这天她正在录病史,手机突然响了,居然是季妍在国内的号码。
“妈妈?”她接通,这个时候爸爸妈妈应该不在国内,莫非他们回国了。
电话那头是一个略显疲惫的声音:“岁岁,我和你爸爸就在你们医院,七楼,神经外科病房,你爸爸查出来有脑肿瘤,要动手术。”
沈岁岁呆站在原地好几秒,说不出半句话,过了好久,她才朝电话说了一句“等我,”便朝楼上飞奔去。
走到病房门口的时候,她远远地就能看见爸爸妈妈的身影,那是两道比记忆中消瘦苍老得多的身影。
爸爸妈妈只有五十多,却已生出很多华发。
她的眼眶红了。
怎么可能,这明明是她记忆中最美的妈妈和最伟岸的爸爸,是她曾最渴求最眷恋的亲人。
怎么可能,倏忽之间,就已苍老至此。
她强压下泪意,走进病房。
“爸爸妈妈,这到底怎么回事?”
季妍和沈维亮看见她,脸上是浓浓的歉意,“对不起,岁岁,现在才告诉你,其实你爸去年开始就不太舒服,想着不是什么大事就拖了一拖,今年年初的时候你爸突然晕倒了,送到医院一查才知道是脑子里长了肿瘤。”
“今年年初?”现在已经四月了,“那为什现在才跟我说?”她不解。
“我们知道你工作忙,想把手上的事都处理好了再跟你说,”季妍解释。
沈岁岁静在原地,看着季妍和沈维亮。
这么多年,因为聚少离多,和父母之间居然也生出生疏的感觉。
她很想问问他们,为什么从小到大都把她一个人孤零零地留在这里,如今出了这么大的事也要貌似妥帖地让她最后一个知道?
她知道他们活得不容易,可家人存在的意义,难道不是苦乐共担的命运共同体吗?
情绪一涌一涌的上来,她压抑住,又问:“肿瘤是良性的还是恶性的?”她刚才在门外看了一眼管床医生,“爸爸,给你主刀的是刘主任吗?”刘主任是神外资深的主任医生。
沈维亮轻轻握住她的手,“好女儿,我们选择来这儿,只是想多看看你,并不想影响你工作,手术的事情你不用管太多,等到时间定了,你妈妈会跟你说的,你块回去工作吧。”
沈岁岁盯着沈维亮的眼睛,在他的眼里看到一丝沉重,她又转头去看季妍,季妍不自然地避开了眼睛。
她的脸白了白,心上涌起很不祥的预感。“你们跟我说实话,是不是爸爸的病情不太好?我也是学医的,不要骗我。。。”
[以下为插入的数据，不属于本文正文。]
PR #2219, opened 2024-08-18
Add reveal eye to password form control

rickyosser:
This is an addition to the Password form-control which adds an eye to toggle password visibility.

The JS-script part maybe should be more ATK4 friendly but that is above my current knowledge, I will learn with help.


rickyosser:
Hi,
I understand the codingstyle errors and stuff but need help to decode the StaticAnalysis errors.
1, Overrride of the init() function, this might not be what I want to do, how would I go about to implement this as an addition/extend which will run automatically if the variable $this->eye is set to true?
2, I don't understand this at all, please enlighten me...

Thanks in advance.
Rickard

src/Form/Control/Password.php
```diff
@@ -4,7 +4,44 @@
...
 class Password extends Line
 {
     public string $inputType = 'password';
+
+    /**
+     * @var bool by setting this variable to true you get an Eye-button on the right side which can toggle the visibility of the entered password
+     */
+    public $eye;
+
+    protected function init(): void
```
mvorisek, line 17: just do what the PHPStan tells you here :) (see other init() overrides)

for the second PHPStan error - I think you do not need a variable and do not want to what the JsExpression in an array

src/Form/Control/Password.php
```diff
@@ -4,7 +4,44 @@
...
+use Atk4\Ui\Js\JsExpression;
+
 class Password extends Line
 {
     public string $inputType = 'password';
+
+    /**
+     * @var bool by setting this variable to true you get an Eye-button on the right side which can toggle the visibility of the entered password
+     */
+    public $eye;
```
mvorisek:
```suggestion

    /** By setting this variable to true you get an Eye-button on the right side which can toggle the visibility of the entered password */
    public bool $eye;
```

src/Form/Control/Password.php
```diff
@@ -4,7 +4,44 @@
 
 namespace Atk4\Ui\Form\Control;
 
+use Atk4\Ui\Button;
+use Atk4\Ui\Js\JsExpression;
+
 class Password extends Line
```
mvorisek, line 9: Based on https://github.com/whatwg/html/issues/7293 it is true that native solution does not exist in all browsers currently.

IE - at least https://stackoverflow.com/questions/61449079/how-to-hide-the-eye-from-a-password-input-in-ms-edge-and-ie#61450596 is needed to supress the native behaviour of IE, or do we want to keep native eye where supported?

Firefox - https://connect.mozilla.org/t5/ideas/add-a-reveal-password-function-for-logins/idi-p/1140 - did you know there is native (but I agree not much intuitive) reveal - can we turn on/off the native one?

Chrome - it seems there is no native solution (except when using 3rd party extension)

rickyosser: I think I meant a more native ATK4 solution with more Js functions instead of a big javascript blob... :)

src/Form/Control/Password.php
rickyosser: Thanks, I fixed this.

src/Form/Control/Password.php
rickyosser: Fixed...

src/Form/Control/Password.php
```diff
@@ -4,7 +4,43 @@
...
+        if ($this->eye) {
+            $button = new Button([
+                'class.grey' => true,
+                'iconRight' => 'eye slash',
+            ]);
+
+            $this->action = $button;
+
+            $button->on('click',
+                        new JsExpression("
```
mvorisek, line 31:
```suggestion
            $button->on('click', new JsExpression(<<<'EOF'
                ...
```

prefered coding style

src/Form/Control/Password.php
```diff
@@ -4,7 +4,45 @@
...
+                'class.grey' => true,
+                'iconRight' => 'eye slash',
+            ]);
+
+            $this->action = $button;
+
+            $button->on(
+                'click',
+                new JsExpression(<<<EOF
+		    var input_element = document.querySelector(`[id$='form_layout_{$this->shortName}_input']`);
```
mvorisek: using `shortName` to refering anything is wrong - see how it is done in other Form Controls

src/Form/Control/Password.php
```diff
@@ -4,7 +4,45 @@
...
 
+use Atk4\Ui\Button;
+use Atk4\Ui\Js\JsExpression;
+
 class Password extends Line
 {
     public string $inputType = 'password';
+
+    /** By setting this variable to true you get an Eye-button on the right side which can toggle the visibility of the entered password */
+    public bool $eye;
```
mvorisek: TODO for myself - should we use `false` or `null` by default

or `true` as default?

rickyosser: I'm happy to put false as the default, this is from my point of view an option. 
But if there is a vote and true is selected as default, that's an easy change.

src/Form/Control/Password.php
rickyosser: I'm very unexperienced in ATK4 source-code writing, how would I go about to find the name of the input field I want to use in a Form Control? The only cases where it's used is:
Radio
Checkbox
Textarea

src/Form/Control/Password.php
```diff
@@ -4,7 +4,46 @@
...
```
mvorisek, line 15:
```suggestion
    public bool $revealEye;
```

src/Form/Control/Password.php
```diff
@@ -4,7 +4,46 @@
...
+                'class.grey' => true,
+                'iconRight' => 'eye slash',
+            ]);
+
+            $this->action = $button;
+
+            $button->on(
+                'click',
+                new JsExpression(
+                    <<<EOF
```
mvorisek:
```suggestion
                    <<<'EOF'
```

and pass all strings using JsExpression templation to prevent JS injections

why not `getElementById`?

also rename `input_element` to `inputElem`

add space after `if`

use `===` for cmp

and use 4 spaces indentation in the JS if bodies

Then the 1st round of review should be done and we can focus on the impl.

Also, a Behat (functional) test for testing the reveal functonality is needed.

rickyosser: It's all good and you will have to guide me... :)

Anyway, yes,
1, getElementById works for the input field, how can I get the ID of the icon connected to the same field, it has a different ID.

I think I need more information on a lot of things, like Behat for exmple.

mvorisek: > and pass all strings using JsExpression templation to prevent JS injections

see https://github.com/atk4/ui/blob/5.2.0/src/Js/JsExpression.php#L35, ie. `new JsExpression('let str = 'x' + [] + 'y';', ['arg'])`

> Also, a Behat (functional) test for testing the reveal functonality is needed.

see https://github.com/atk4/ui/tree/develop/tests-behat directory, create demo with password file and `password.feature` test which will check:
1. password is hidden
2. click reveal
3. password is shown
4. click reveal again
5. password must be hidden again

you can either setup a testing environment on your PC or use the CI to make it passing using trial and error

src/Form/Control/Password.php
mvorisek: see https://github.com/atk4/ui/blob/5.2.0/src/Form/Control/Input.php#L111 and https://github.com/atk4/ui/blob/5.2.0/src/Form/Control/Dropdown.php#L158

so the correct way to get the ID is `$this->name . '_input'`

it is guaranteed to be unique

src/Form/Control/Password.php
rickyosser: Thanks for the info, I'm going to try and see what I can do about Behat, I've never used it before so....

Anyway, do you or anyone else have an idea on how to get the "ID" of the icon of the button?
In the code it looks like:
```
<i id="_b7947b56bcedc631d38d468ce0f74cda__voip_password_button_icon" class="  eye slash icon" style=""></i>
```

src/Form/Control/Password.php
mvorisek: the 2nd template value must not use `shortName` too, as the ID can be based on shortened identifier, so the assumption with `shortName` is not guaranteed to be always true

src/Form/Control/Password.php
mvorisek: ID - button has `->name` too, the same for inner icon probably

rickyosser: @mvorisek  I'm aware of it, that's why I asked about it before your latest message.

 I checked the structure of the object but name and shortName are empty.
I really need help here to find the id of the button without using the "shortName" which is a part of the id.

Thanks in advance!


``` 
object(Atk4\Ui\Button)#2346 (27) {
  ["defaultTemplate"]=>
  string(11) "button.html"
  ["ui"]=>
  string(6) "button"
  ["icon"]=>
  NULL
  ["iconRight"]=>
  string(9) "eye slash"
  ["_jsActions":protected]=>
  array(0) {
  }
  ["model"]=>
  NULL
  ["region"]=>
  NULL
  ["class"]=>
  array(1) {
    [0]=>
    string(4) "grey"
  }
  ["style"]=>
  array(0) {
  }
  ["attr"]=>
  array(0) {
  }
  ["template"]=>
  NULL
  ["content"]=>
  NULL
  ["element"]=>
  string(3) "div"
  ["executorFactory":protected]=>
  NULL
  ["stickyArgs"]=>
  array(0) {
  }
  ["defaultName"]=>
  string(3) "atk"
  ["_addLater":protected]=>
  array(0) {
  }
  ["_rendered":protected]=>
  bool(false)
  ["_app":"Atk4\Ui\AbstractView":private]=>
  NULL
  ["maxNameLength"]=>
  int(60)
  ["uniqueNameHashes"]=>
  array(0) {
  }
  ["elements"]=>
  array(0) {
  }
  ["_elementNameCounts":"Atk4\Ui\AbstractView":private]=>
  array(0) {
  }
  ["_initialized":"Atk4\Ui\AbstractView":private]=>
  bool(false)
  ["name"]=>
  NULL
  ["_owner":"Atk4\Ui\AbstractView":private]=>
  NULL
  ["shortName"]=>
  NULL
}
```

mvorisek: It is because the `$button` is not initialized, it needs to be part of the render tree first.

mvorisek: Looking into https://github.com/atk4/ui/blob/5.2.0/src/Form/Control/Input.php#L167 I belive you can replace `new Button(...)` with `Button::addTo($this, ...)`. As such call is in `$this::init()`, `addTo(` will call the init on the button and after the call the button should have the ID present.

tests-behat/revealEye.feature
```diff
@@ -0,0 +1,10 @@
+Feature: Password with revealEye
+
+  Scenario:
+    Given I am on "form-control/input2.php"
+    When I fill in "password_re_norm" with "123"
+    Then "password_re_norm" should contain text "***"
```
mvorisek: A little unrelated - you found a bug with Behat IMO - missing step should emit non-zero exit code. It might be worth to investigate and report to Behat/Mink. Currently, only the "lowest" test pipelines can detect such issue correctly and fail the CI.

src/Form/Control/Password.php
rickyosser: I will try your find, I solved it by calling $this->renderView() for now but I think your find is more elegant if it works.

rickyosser: Ok, I tried it and yes, it renders the button directly but gets a tag not found error on "content"... So, I'm sticking with the working solution for now.

tests-behat/revealEye.feature
rickyosser: I have no clue at all on what you wrote. I'll take it at face value.
I'm not even sure the script works as I don't know if the field returns "***" to behat?

I wouldn't even know where to start with trying to report a bug in this case... :)

demos/form-control/input2.php
```diff
@@ -26,6 +26,16 @@
...
 
+$group = $form->addGroup('Password');
+$group->addControl('password_norm', [Form\Control\Password::class], ['type' => 'text'])->set('editable');
+$group->addControl('password_read', [Form\Control\Password::class, 'readOnly' => true])->set('read only');
+$group->addControl('password_disb', [Form\Control\Password::class, 'disabled' => true])->set('disabled');
+
+$group = $form->addGroup('Password with revealEye');
+$group->addControl('password_re_norm', [Form\Control\Password::class, 'revealEye' => true], ['type' => 'text'])->set('editable');
+$group->addControl('password_re_read', [Form\Control\Password::class, 'revealEye' => true, 'readOnly' => true])->set('read only');
+$group->addControl('password_re_disb', [Form\Control\Password::class, 'revealEye' => true, 'disabled' => true])->set('disabled');
```
mvorisek: I like this demo a lot!

Based on testing in FF with native reveal using context menu, "disabled" form control should have the reveal button disabled. This is consistent with normal text control which cannot be copied. - UPDATE: implemented

tests-behat/revealEye.feature
mvorisek: I do not know where to report it too ATM :)

Exit code - CLI exit code returned of the Behat CLI application

> I'm not even sure the script works as I don't know if the field returns "***" to behat?

Behat detected some grammar that you have written but not recognized.

It takes some time to understand Behat/Mink, that is normal. In linux, you can setup the testing environment quite easily, in Windows, it is a little more complicated as you need to convince all the drivers to work with your Chrome browser.

rickyosser:
Nice changes!
I wondered how to find the element id, now I have an example for future use, thank you!

src/Form/Control/Password.php
mvorisek: My preference is to make this function enabled by default with as much as possible native look & feel.

I mean - not using `Input::$action` as someone else might want to use the right icon for regular input action.

Small not backgrounded icon will then look perfectly.

And the "slash" on the icon should be inverted - it should be based on the "actionable action", not on the current state.

tests-behat/revealEye.feature
rickyosser: As a matter of fact, I run only Linux... Have done since 1992... I just never automated tests...

mvorisek: That saves you a lot of troubles - see https://github.com/atk4/ui/blob/5.2.0/.github/workflows/test-unit.yml#L370-L378 - with more or less equivalent code you should be able to run the Behat on your local computer. The run command itself is a few lines below - https://github.com/atk4/ui/blob/5.2.0/.github/workflows/test-unit.yml#L383-L384

rickyosser: Ok, I'll check it out...

src/Form/Control/Password.php
rickyosser: I do get where this is coming from, I'm not sure I know enough of css/js and atk4 to implement it though.
And yes, the icons was second pick because it's what is in Fomantic. 

I've found these on https://www.iconfinder.com/ which are free to use. they would be a better pick:
eye_closed_light_icon
eye_light_icon

mvorisek: We should stay with https://fomantic-ui.com/elements/icon.html#icon-set set only, you can open a feature request by them if the 1st icon is popular enough. For now, we should be fine with "eye slash" for unreveal.

rickyosser: Works for me! :)

I'll do a request in the near future...

rickyosser:
@mvorisek, I copied Password.php to Password2.php and added another test-group for password.
You can review both versions side-by-side. If the new version is better I'll replace the original version.

rickyosser:
> @mvorisek, I copied Password.php to Password2.php and added another test-group for password. You can review both versions side-by-side. If the new version is better I'll replace the original version.

Ok, an unintended difference with this new approach is that the whole field is clickable. So, by clicking the field it toggles it, not only the icon.

There is another approach which is to add another button to the input field, there is a variant of this in the decorated input demo.

mvorisek:
On the right side, there should be transparent button with the reveal icon. And keep the possibility for regular right action/button.

IDK if there is Fomantic-UI style for it, if yes, great, if not, lets add minimal HTML/CSS and see if we can contribute it then into Fomantic-UI repo.

rickyosser:
> On the right side, there should be transparent button with the reveal icon. And keep the possibility for regular right action/button.
> 
> IDK if there is Fomantic-UI style for it, if yes, great, if not, lets add minimal HTML/CSS and see if we can contribute it then into Fomantic-UI repo.

Ok, I rewrote parts of it to not use the action-field, it does work when the input field is referenced (as in the code I cecked in) but in the same way as with icon, the whole field just toggles. When I create the button it has an event, as long as all code is in the init() function, when I save the button to a private variable in the class then the events can't be trapped in the recursiveRender() function. Checking with the inspector in FF there is no event associated  with the button itself.

Fomantic class for buttons supports basic and tertiary, 
basic makes a button with outlines and no bg-color, 
tertiary removes the outline as well.

That's what I found out so far. If there is a way to force the event for just the button then this would work.

I think that the icon version looks nicer though.

rickyosser:
Ok, now I got it working, the question is how to move the button to the inside of the input-field, if that is necessary.

rickyosser:
The demo looks like this now:
image

mvorisek:
The last row of examples looks very promising!

Let's minimize the changes to only this version and then let's do the tests.

tests-behat/revealEye.feature
```diff
@@ -0,0 +1,10 @@
+Feature: Password with revealEye
+
+  Scenario:
+    Given I am on "form-control/input2.php"
+    When I fill in "password_re_norm" with "123"
+    Then "password_re_norm" should contain text "123"
```
mvorisek: I think the text will be always contained, you need to check if the input `type` attribute is changed.

rickyosser: I know, this is just trial and error...
I've got to see how to do a class check for the icon.

src/Form/Control/Password.php
```diff
@@ -4,7 +4,88 @@
...
+    {
+        return array_filter($arr, static fn ($e) => !in_array($e, $remove, true));
+    }
+
+    #[\Override]
+    protected function recursiveRender(): void
+    {
+        if ($this->revealEye) {
+            if ($this->stickyGet('iconInit')) {
+                $iconInit = $this->stickyGet('iconInit');
```
mvorisek: What is the motivation to persist reveal across loads?

rickyosser: When the click event occurs 2 Jqueries are sent, one POST, which is ok, the second is a GET, this resets the class of the field to default.
To fix this I send the class field and the inputType so it is persistant after the GET.

mvorisek: reverted in https://github.com/atk4/ui/pull/2219/commits/d7cf0494bffbd06ad7ff8146604bed100bba9e74

tests-behat/revealEye.feature
mvorisek: done

src/Form/Control/Password.php
mvorisek: IE - I tested Windows 7 and 10, it seems Microsoft does everything to kill IE in favor of Edge - in both systems, when I opened IE, Edge was opened instead. Edge is based on Chrome. And in Edge and Chrome there is no native reveal icon added. So we do not need any additional code to coexist with the native reveal.

mvorisek:
Well done. One more question - you initially introduced `revealEyeIcon` property. I would support it, the question is, can two icons be put inside the right side of `input` element by FUI? Imagine someone using the `icon` for marking required fields etc.

mvorisek:
And one more question - https://jsfiddle.net/fv2bwyq5/ - In the demo the focus is kept when a div is clicked. I do not fully understand why, but the reveal/unreveal click currently removes focus from the password, but the focus should be kept as in the demo when a div is clicked.

rickyosser:
> Well done. One more question - you initially introduced `revealEyeIcon` property. I would support it, the question is, can two icons be put inside the right side of `input` element by FUI? Imagine someone using the `icon` for marking required fields etc.

Thanks, even though you've made it better... :)
Anyway, to answer your question, yes, according to  the code, I haven't tried it, but you should be able to add another icon either with BeforeInput or AfterAfterInput and the eye will always be AfterInput. I'll try and see if it works tomorrow with the old code before your changes tonight.

rickyosser:
> And one more question - https://jsfiddle.net/fv2bwyq5/ - In the demo the focus is kept when a div is clicked. I do not fully understand why, but the reveal/unreveal click currently removes focus from the password, but the focus should be kept as in the demo when a div is clicked.

I checked 2 different applications, 1 an AccessPoint looses focus on the password field when the eye is pressed, Acronis on their on-line management platform doesn't. Anwyay, it is an easy fix, I'll commit it now.

mvorisek:
> > And one more question - https://jsfiddle.net/fv2bwyq5/ - In the demo the focus is kept when a div is clicked. I do not fully understand why, but the reveal/unreveal click currently removes focus from the password, but the focus should be kept as in the demo when a div is clicked.
> 
> I checked 2 different applications, 1 an AccessPoint looses focus on the password field when the eye is pressed, Acronis on their on-line management platform doesn't. Anwyay, it is an easy fix, I'll commit it now.

Based on https://stackoverflow.com/questions/8735764/prevent-firing-focus-event-when-clicking-on-div I meant to use native `mousedown` as `click` even can no longer cancel the focus, but I did some testing and your `elem.focus()` solution seems to have better UX and is more consistent how other elements remove focus. 👍

So only https://github.com/atk4/ui/pull/2219#issuecomment-2341915511 remains and we are ready to go!

rickyosser:
> Well done. One more question - you initially introduced `revealEyeIcon` property. I would support it, the question is, can two icons be put inside the right side of `input` element by FUI? Imagine someone using the `icon` for marking required fields etc.

It was a neat idea, it doesn't work in practice! :)
Let's stay with the icon replacement. If the developer wants to add something else he can turn of revealEye or add a label/add action.

mvorisek:
I love this PR, thank you for this core contribution ❤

季妍和沈维亮沉默了一下,良久,季妍才开口:“刘主任说,肿瘤是恶性的可能性很大,而且因为位置不太好,手术成功率也不是很高。。。”
沈岁岁倒吸了一口气,她学医多年,怎会不明白这几句话的意思,她猛地抽回手,“我去找刘主任问清楚,”转身就跑了出去。
她一路跑到刘主任办公室,两人在办公室里坐下来细谈。
刘主任看沈岁岁是本院实习生,便也不拐弯抹角,他调出沈维亮的CT片,直接说:“这个位置不好,动手术也只有50%的几率能成功。”
“那如果保守治疗呢?”
“保守治疗也可以,但从以前的病例来看,纯化疗效果并不尽如人意。”
她张了张嘴,好半天才找回自己的声音:“手术失败会怎么样?”
刘主任很温和的看着她:“人的大脑是个非常复杂的系统,我们会尽可能减少手术时对大脑的损伤。手术最好的结果一定是把肿瘤剔除干净,然后配合一段时间的化疗,至于不太好的结果,那就是肿瘤并未摘干净,或者产生一些后遗症或并发症。”
“现在还不太好下结论,”他摇摇头,“你爸爸妈妈最后下决心要动手术,我们做为医生只能告知病人各种选择下所要面临的风险和结果,并不能干涉病人做决定。”
刘主任说得很委婉,但她知道很多脑肿瘤非常凶险,有些病人会病发很严重的后遗症。
“刘主任,你能不能告诉我,还有没有其他办法可以救我爸爸?”她颤着声音,忍不住哀求地问。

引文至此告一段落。